Birthday cake deprivation: my parents would have celebrated their birthdays this week. Ellen Marie Hart was born on this day in 1923. Jay Glenn Hart came into the world on June 11, 1922. I miss weeks crammed with birthday cake. I miss the people who supplied the ingredients and baked the cakes more.

Ohio giveth and Ohio taketh away: I have made the drive between Hillsdale and the East Coast several times now and I give the rest stops on the Ohio Turnpike high marks (not to mention that the 70 mph speed limit gives ample joy). Compared to the virtuous commonwealth of Pennsylvania’s or Michigan’s, Ohio’s stops are attractive, spacious, and easy to use. Whether construction materials — they are all brand new — will age well is another matter. But what’s up with the miles of highway narrowed for road construction and workers only doing repairs in a fraction of the hazard area. Traffic has not been terrible so having lanes reduced from three to two has not been onerous. What is a pain is the reduction of speed to 50. I find this unusual and objectionable if only because on two-lane roads in America, outside city environments, the speed limit is always 55. One explanation might be that drivers need to slow down for workers. But why slow down for all seven miles when the workers are located in one tenth of that space? It makes me wonder if Ohio had an excess of 50 mph signs and needed to use them.

What are Jimmy and Bunk up to these days? Music is almost as evocative as smell. Today when I played Thom Yorke’s solo cd, one song in particular reminded me of The Wire. It must be that I bought the cd when Mrs. Hart and I were deeply embedded in our first viewing of the series. I miss those characters and am still reeling from the end of the series when we had to say so long to them.

Stephen Daldry rules: another disk I played was the soundtrack from Billy Eliot. This was Stephen Daldry’s first stab at motion-picture directing. It is a wonderful movie and chokes up this vinegary Calvinist in ways reminiscent of dad, Jay Hart, who was a genuine weeper. From Billy Eliot, Daldry went on to direct The Hours, The Reader, and Extremely Loud & Incredibly Close. All of these are worthy of four stars and as many thumbs as you can find to put in the up position. The man knows how to pick good material and what to do with it.
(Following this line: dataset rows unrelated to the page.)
Issue #1221, opened 2023-01-11
Example for revolve provides 3-tuples but links to revolve doc saying 2-tuples for axis of rotation


jabowery:
An example for revolve provides 3-tuples:
![image](https://user-images.githubusercontent.com/57646/211693973-b55a6df5-9de2-4854-a972-d395cb23ef4c.png)
but [the document says to use 2-tuples](https://cadquery.readthedocs.io/en/latest/classreference.html?highlight=revolve#cadquery.Workplane.revolve):

```
axisStart (tuple, a two tuple) – the start point of the axis of rotation

axisEnd (tuple, a two tuple) – the end point of the axis of rotation
```

lorenzncode:
Also see #1125.  In this case I would probably remove the type field in the docstring.

lorenzncode:
The docstrings/docs have been updated.  The type hints are displayed in both the signature and the parameter list.

PR #1251, opened 2023-01-27
Fix rst syntax errors

sethfischer:
Fix rst syntax errors that result in errors in the HTML docs, or generate Sphinx errors/warnings during sphinx build.

Update documented parameters for `Workplane.interpPlate` and `Solid.interpPlate` to match method definitions.

### DIFF
--- a/cadquery/cq.py
+++ b/cadquery/cq.py
@@ -154,7 +154,7 @@ class Workplane(object):
 
     .. note::
         You can also create workplanes on the surface of existing faces using
-        :py:meth:`CQ.workplane`
+        :meth:`workplane`
     """
 
     objects: List[CQObject]
@@ -227,8 +227,7 @@ class Workplane(object):
         Tags the current CQ object for later reference.
 
         :param name: the name to tag this object with
-        :type name: string
-        :returns: self, a cq object with tag applied
+        :returns: self, a CQ object with tag applied
         """
         self._tag = name
         self.ctx.tags[name] = self
@@ -279,14 +278,14 @@ class Workplane(object):
         """
         Splits a solid on the stack into two parts, optionally keeping the separate parts.
 
-        :param boolean keepTop: True to keep the top, False or None to discard it
-        :param boolean keepBottom: True to keep the bottom, False or None to discard it
+        :param bool keepTop: True to keep the top, False or None to discard it
+        :param bool keepBottom: True to keep the bottom, False or None to discard it
         :raises ValueError: if keepTop and keepBottom are both false.
         :raises ValueError: if there is no solid in the current stack or parent chain
         :returns: CQ object with the desired objects on the stack.
 
         The most common operation splits a solid and keeps one half. This sample creates
-        split bushing::
+        a split bushing::
 
             # drill a hole in the side
             c = Workplane().box(1,1,1).faces(">Z").workplane().circle(0.25).cutThruAll()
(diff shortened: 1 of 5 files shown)


sethfischer:
In this PR I've attempted to correct all remaining rst syntax errors. I identified errors by investigating Sphinx build errors and warnings, and also searched the HTML output for raw rst option names such as ":param" , ":type", and ":rtype".

lorenzncode:
I also started working on this.   So far I've added only shapes.py.  See #1126.  

Compare Face.makeNSidedSurface.

sethfischer:
@lorenzncode maybe your #1126 should be reviewed and merged first? The I'll rebase this of master and sort any merge conflicts.

lorenzncode:
I'll add the docstring changes I had planned for #1126 with this PR.  That way we will have a single PR with all the docstring fixes for review.

lorenzncode:
Fixes #922, fixes #1125, fixes #1221.

cadquery/cq.py
```diff
@@ -423,7 +422,7 @@ def vals(self) -> List[CQObject]:
         :rtype: list of occ_impl objects
         :returns: the values of the objects on the stack.
 
-        Contrast with :py:meth:`all`, which returns CQ objects for all of the items on the stack
+        Contrast with :meth:`all`, which returns CQ objects for all of the items on the stack
```
jmwright, line 425: These types of entries seem to work with `:py:`, so I'm curious what the motivation is to remove it. Was it causing some sort of error?

jmwright (approved):
Thanks @sethfischer That was a lot of work but it will definitely improve the docs.

adam-urbanczyk (approved):
Thanks!

adam-urbanczyk:
@jmwright I missed that you have some open comments - should I revert?

jmwright:
@adam-urbanczyk No, they're relatively minor and can be done in another PR, if needed.

cadquery/cq.py
lorenzncode: @jmwright You are correct, it's not an error to specify the domain here.  Since the default domain is already Python (py), I thought it would be simpler and less verbose to omit the domain.

cadquery/cq.py
```diff
@@ -2798,14 +2777,12 @@ def cboreHole(
...
-        :type diameter: float > 0
-        :param cboreDiameter: the diameter of the cbore
-        :type cboreDiameter: float > 0 and > diameter
+        :param cboreDiameter: the diameter of the cbore, must be greater than hole diameter
         :param cboreDepth: depth of the counterbore
         :type cboreDepth: float > 0
         :param depth: the depth of the hole
-        :type depth: float > 0 or None to drill thru the entire part.
-        :param boolean clean: call :py:meth:`clean` afterwards to have a clean shape
+        :type depth: float > 0 or None to drill thru the entire part
```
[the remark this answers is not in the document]
lorenzncode: I went back and forth on this one.  Initially I removed them, then decided to leave the depth related field descriptions as is.  Stating that a diameter must be positive I think is unnecessary.  Perhaps for the depth fields the additional description there will be useful.  It is a bit subjective.  The information could also be folded into the param part of the field.

I'm happy with the doc updates now.  Are the docstrings perfect?  No.  There are still inconsistencies in many areas such as punctuation, case, line breaks, etc.  This is understandable with the history of the project and different authors.   IMO, remaining issues are minor and the docs are in much better shape.

jmwright:
Based on the feedback from @lorenzncode I don't have any objections to leaving this merged PR as-is. Nothing more needs to be done.

PR #805, opened 2026-09-01
fix(mcp): owner-aware disconnect for colliding MCP tool names

### LINKED ISSUE #801: [Bug]: Disconnecting one MCP server removes a same-named tool owned by another server

Carlys17:
Fixes #801

## Summary
Added `_tool_owners: dict[str, str]` to `src/agentos/mcp/discovery.py` to track which owner last registered each tool name. `disconnect_and_unregister` now checks ownership before removing — if another active server overwrote the same tool name, its registration is preserved. Without this, disconnecting the older server orphaned the newer server's still-active handler.

## What
- src/agentos/mcp/discovery.py — owner-aware tool unregistration via `_tool_owners` mapping; updated `_make_tool_handler` signature to accept `owner`; `disconnect_and_unregister` guards unregister with ownership check; `close_active_clients` cleans stale owner mappings
- tests/test_mcp/test_discovery_lifecycle.py — fixture now clears `_tool_owners`
- tests/test_mcp/test_tool_collision_disconnect.py — 4 regression tests covering all acceptance criteria from issue #801

## Verification
- `uv run pytest tests/test_mcp -q` — 17 passed
- `uv run ruff check src/agentos/mcp/discovery.py tests/test_mcp/test_tool_collision_disconnect.py tests/test_mcp/test_discovery_lifecycle.py` — All checks passed!
- `uv run mypy src/agentos/mcp/discovery.py --show-error-codes` — Success: no issues found in 1 source file

### DIFF
--- a/src/agentos/mcp/discovery.py
+++ b/src/agentos/mcp/discovery.py
@@ -34,6 +34,11 @@ class ActiveMCPClient:
 # Module-level registry to keep clients alive for tool handlers.
 _active_clients: list[ActiveMCPClient] = []
 
+# Maps tool name (without mcp_ prefix) to the owner that last registered it.
+# Used by disconnect_and_unregister to avoid removing a tool still owned by
+# another active server that overwrote the registration.
+_tool_owners: dict[str, str] = {}
+
 
 def active_clients_snapshot() -> tuple[ActiveMCPClient, ...]:
     """Return active MCP clients without exposing mutable runtime state."""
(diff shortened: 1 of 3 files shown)


andreapn:
Issue #801 has been resolved by #802, which is now merged.

Thanks for the work here — #802 was selected because it derives ownership from the registry itself (comparing the currently-registered handler identity against the closing server's registrations) instead of maintaining a parallel module-level owner map, so there is no second source of truth that can drift from `_active_clients` or leak across `ToolRegistry` instances.

Closing as superseded.

PR #806, opened 2026-09-01
fix(mcp): preserve same-named tool handlers when a colliding MCP server disconnects (#801)

### LINKED ISSUE #801: [Bug]: Disconnecting one MCP server removes a same-named tool owned by another server

kyveni:
## Summary

When two active MCP servers expose the same tool name, the later registration overwrites the earlier handler in ToolRegistry. `disconnect_and_unregister()` removed all tools owned by the leaving server unconditionally — if the leaving server owned a colliding name, the handler was deleted even though another active server still served it.

## Approach

The key insight: when Server B registers `mcp_lookup`, the handler in the registry points to Server B's client. If we simply "skip unregister" when disconnecting Server B, the handler still references B's now-closed client. So we must **re-register** colliding tools from a surviving server.

**ActiveMCPClient** now stores `tool_defs` (dict of MCPToolDef keyed by registered name) and `tool_timeout`. `disconnect_and_unregister` builds a still-alive tool map and re-registers colliding tools using the surviving server's client and defs.

## Changes

| File | Change |
|---|---|
| `src/agentos/mcp/discovery.py` | +91/-7 — collision-preserving disconnect logic |
| `tests/test_mcp/test_mcp_tool_collision.py` | new file — 6 regression tests |

## Tests (6 regression cases)

- Latest registration overwrites earlier (baseline)
- Unique tool removed on disconnect (baseline)
- Entry stores tool_defs for re-registration
- registered_tools use mcp_ prefix (naming convention)
- Multiple entries with same tool name coexist independently
- Survivor entry retains tool_def for colliding tool

## Verification
- `ruff check src tests` ✅ clean
- `pytest tests/test_mcp/test_mcp_tool_collision.py -v` → 6/6 passed ✅
- mypy on touched files: only pre-existing stub errors ✅

Fixes #801

### DIFF
--- a/src/agentos/mcp/discovery.py
+++ b/src/agentos/mcp/discovery.py
@@ -3,7 +3,7 @@
 from __future__ import annotations
 
 import asyncio
-from dataclasses import dataclass
+from dataclasses import dataclass, field
 from typing import Any
 
 import structlog
@@ -26,6 +26,10 @@ class ActiveMCPClient:
     transport: str
     client: MCPClient
     registered_tools: tuple[str, ...] = ()
+    # Tool definitions keyed by registered name (e.g. "mcp_lookup"),
+    # kept for re-registration when a colliding owner disconnects.
+    tool_defs: dict[str, MCPToolDef] = field(default_factory=dict)
+    tool_timeout: float = 10.0
 
     async def close(self) -> None:
         await self.client.close()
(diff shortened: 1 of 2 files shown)


kyveni:

andreapn:
Issue #801 has been resolved by #802, which is now merged.

Thanks for the work here — #802 was selected because it derives ownership from the registry itself (comparing the currently-registered handler identity against the closing server's registrations) instead of maintaining a parallel module-level owner map, so there is no second source of truth that can drift from `_active_clients` or leak across `ToolRegistry` instances.

Closing as superseded.

PR #808, opened 2026-09-01
fix(observability): serialize OtlpTraceSink.flush() with _flush_lock

### LINKED ISSUE #672: [Bug]: OtlpTraceSink.flush() does not acquire self._flush_lock, allowing concurrent out-of-order HTTP exports and re-queue corruption

Carlys17:
Fixes #672

## Summary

Nothing could be finer: is there any prettier view than having the Appalachian Mountains on the horizon? (Having recently rewatched The Trip, I will grant that the Lake District gives the Blue Ridge region a real run for the money.) Granted, the East Coast’s mountain range would only count as hills in places like Turkey and Southern California. And they don’t have the grandeur of the Rockies, Alps, or Pontic Mountains. But the Appalachians possess a subtlety that should appeal to Reformed sensibilities shaped by the power of simplicity and order.

Of course, as our nemesis, PLM would remind us, all of this proves with utter certainty, epistemological and metaphysical, the truth of 2K.